You can be sure that WAC will be prominently featured on any handset where the
operator has any influence.

Maybe it will work, or maybe it will be the next WAP, time will tell.

------
dave1010uk
Tizen appears to be replacing MeeGo. The MeeGo blog has a post "What's next
for MeeGo": <https://meego.com/community/blogs/imad/2011/whats-next-meego>

As Samsung are on board, I guess Tizen may be taking parts of their existing
Linux platform: [http://jeffhoogland.blogspot.com/2011/02/samsung-is-
backing-...](http://jeffhoogland.blogspot.com/2011/02/samsung-is-backing-
linux-slp.html)

------
mikecane
OK, look, my head is spinning here.

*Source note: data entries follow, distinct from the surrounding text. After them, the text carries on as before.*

PR #1052, opened 2018-11-04
Fail gracefully with a default return value when 0 keys are are provided to a command expecting at least 1 key

andymccurdy:
This is an alternative implementation to #941 

Some commands like `MGET`, `DEL`, etc. accept 1 or more keys but fail if the user supplies 0 keys. From a user point of view, it would be nice if these commands simply returned an empty value when called with 0 keys. For example, `MGET` could return an empty list and `DEL` could return 0 indicating 0 keys were deleted. However, commands cannot simply return an empty value because of how they interact with pipelines.

This PR introduces a well named option `EMPTY_ERROR`. If a command detects one of these 0-key scenarios, it can pass the `EMPTY_ERROR` option with the default value that should be returned to the application. This includes the plumbing to work with pipelines.

Currently only `MGET` is implemented as an example. Other commands like `DEL` should also get this functionality if merged.

The question we need to answer is should we actually do this.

This quote from The Verge:

//The MeeGo project is already encouraging its members to make the transition
to Tizen, going so far as to say that it believes the “future belongs to
HTML5-based applications, outside of a relatively small percentage of apps,
and we are firmly convinced that our investment needs to shift toward HTML5.”

I just don't understand how this then differs from webOS! Can someone make
this clear to me? Why reinvent the wheel? Do they feel webOS is now cursed or
what?

From a coder's perspective, what's the real difference here?

[typo edit]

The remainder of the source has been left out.